GIVEN DATA>

•••

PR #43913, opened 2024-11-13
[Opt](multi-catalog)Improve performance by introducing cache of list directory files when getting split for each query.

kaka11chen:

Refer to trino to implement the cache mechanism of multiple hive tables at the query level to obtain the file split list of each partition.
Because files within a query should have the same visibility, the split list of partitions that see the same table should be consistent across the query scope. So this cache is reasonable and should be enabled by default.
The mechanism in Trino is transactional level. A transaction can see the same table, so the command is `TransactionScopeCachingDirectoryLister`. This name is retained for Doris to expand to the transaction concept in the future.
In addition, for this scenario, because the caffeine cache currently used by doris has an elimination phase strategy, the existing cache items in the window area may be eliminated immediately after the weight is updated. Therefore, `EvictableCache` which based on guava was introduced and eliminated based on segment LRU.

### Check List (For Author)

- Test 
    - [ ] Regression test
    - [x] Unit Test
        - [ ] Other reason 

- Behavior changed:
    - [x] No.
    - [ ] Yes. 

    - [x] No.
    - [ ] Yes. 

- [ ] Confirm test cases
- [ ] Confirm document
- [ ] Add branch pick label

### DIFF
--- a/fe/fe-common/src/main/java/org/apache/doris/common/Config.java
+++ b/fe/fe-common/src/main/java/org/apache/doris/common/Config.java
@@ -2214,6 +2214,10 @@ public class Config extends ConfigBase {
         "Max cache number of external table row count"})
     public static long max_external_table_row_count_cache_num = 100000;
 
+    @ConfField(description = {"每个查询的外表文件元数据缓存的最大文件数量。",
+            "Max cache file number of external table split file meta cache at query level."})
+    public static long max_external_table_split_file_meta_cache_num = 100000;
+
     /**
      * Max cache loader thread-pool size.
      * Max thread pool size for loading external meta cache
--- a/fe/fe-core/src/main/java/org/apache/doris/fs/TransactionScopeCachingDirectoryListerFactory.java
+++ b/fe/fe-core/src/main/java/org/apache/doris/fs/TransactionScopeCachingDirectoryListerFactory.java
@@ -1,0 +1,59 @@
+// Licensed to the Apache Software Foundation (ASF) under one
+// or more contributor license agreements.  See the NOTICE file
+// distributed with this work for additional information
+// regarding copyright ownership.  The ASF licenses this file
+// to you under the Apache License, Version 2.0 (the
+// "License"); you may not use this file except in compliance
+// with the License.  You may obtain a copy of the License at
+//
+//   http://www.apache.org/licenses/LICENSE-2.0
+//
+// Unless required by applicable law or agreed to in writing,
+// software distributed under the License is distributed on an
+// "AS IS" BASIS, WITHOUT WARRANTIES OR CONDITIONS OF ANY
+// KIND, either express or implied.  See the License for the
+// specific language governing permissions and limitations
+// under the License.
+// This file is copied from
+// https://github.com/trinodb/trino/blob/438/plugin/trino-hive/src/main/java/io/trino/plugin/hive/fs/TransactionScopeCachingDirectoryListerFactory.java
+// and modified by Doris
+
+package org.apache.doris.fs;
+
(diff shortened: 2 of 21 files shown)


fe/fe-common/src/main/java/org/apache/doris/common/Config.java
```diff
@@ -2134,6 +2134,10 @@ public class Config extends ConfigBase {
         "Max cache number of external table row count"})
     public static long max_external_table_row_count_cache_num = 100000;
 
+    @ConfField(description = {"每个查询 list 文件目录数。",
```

•••

PROBLEM STATEMENT> From the records above, return each line that includes "level".

REPLY TO THE EXERCISE>
Refer to trino to implement the cache mechanism of multiple hive tables at the query level to obtain the file split list of each partition.
The mechanism in Trino is transactional level. A transaction can see the same table, so the command is `TransactionScopeCachingDirectoryLister`. This name is retained for Doris to expand to the transaction concept in the future.
+            "Max cache file number of external table split file meta cache at query level."})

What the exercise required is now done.